Par ailleurs, à la fin janvier, le conseiller fédéral Johann N. Schneider-Ammann a organisé une première table ronde sur le franc fort avec les partenaires sociaux. Une deuxième rencontre, qui a eu lieu fin février et qui a réuni les responsables de l'Union patronale suisse, de l'Union suisse des arts et métiers, de l'Union syndicale suisse, d'economiesuisse et de Travail Suisse, a permis d'élaborer une orientation stratégique commune visant à maintenir les emplois. Parallèlement, une table ronde rassemblant l'économie privée s'est tenue le 19 février. Les participants ont arrêté une liste de dix champs d'action prioritaires, tels que le renforcement du partenariat social et du marché du travail flexible, l'allégement administratif et l'amélioration de l'accès aux marchés grâce aux accords bilatéraux et à de nouveaux accords de libre-échange. À l'occasion d'une deuxième table ronde des milieux économiques sur le franc fort, les représentants des entreprises et des organisations économiques ont réaffirmé aux instances politiques leur exigence afin qu'elles améliorent rapidement et substantiellement les conditions-cadre.

Depuis le 27 janvier, les entreprises peuvent recourir au chômage partiel en raison du franc fort. Elles disposent ainsi d'un instrument éprouvé pour éviter les licenciements. On outre, la Commission pour la technologie et l'innovation a renforcé ses mesures d'encouragement de l'innovation en accordant, à partir d'août 2015, aux PME fortement dépendantes des exportations une exonération de la participation financière aux projets de recherche-et de développement subventionnés. Cette mesure doit bénéficier spécifiquement aux entreprises lourdement pénalisées par le franc fort. Quant aux EPF, elles ont décidé d'accélérer leurs projets dans le but de renforcer le transfert de savoir et de technologie, d'étoffer les offres de formation continue et d'intensifier les coopérations.

Le 16 juin 2015, le Groupe d'experts de la Confédération a publié ses nouvelles prévisions conjoncturelles, qui confirment en principe celles de mars dernier.

Selon ces prévisions, la Suisse devrait connaître un creux conjoncturel temporaire.

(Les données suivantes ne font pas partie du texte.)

PR #433, opened 2024-01-04
Add contiguity check for VP9 codec

h1t:
Check frame contiguity for VP9 codec in non-flexible mode.
Just copy/paste from VP8 contiguity implementation.
Refactored code duplication.


src/packet/vp8_contiguity.rs
```diff
@@ -2,31 +2,29 @@ use super::Vp8CodecExtra;
 use std::collections::VecDeque;
 
 #[derive(Debug)]
-pub struct Vp8Contiguity {
+pub(crate) struct FrameContiguityState {
```
algesten, line 5: Should we maybe move `FrameContiguityState` to packet/contiguity.rs since it's shared for both vp8 and vp9?

algesten (changes requested):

Toutefois, rien ne laisse présager pour l'heure un fort ralentissement qui irait de pair avec un recul marqué de l'activité économique et une hausse prononcée du chômage. Le Groupe d'experts de la Confédération prévoit une croissance du PIB de +0,8 % pour 2015, et de +1,6 % pour 2016, de même qu'une légère progression du taux de chômage. Bien que le ralentissement conjoncturel soit modéré dans l'ensemble, certaines branches et certaines entreprises sont actuellement confrontées à des difficultés majeures en termes de compétitivité des prix.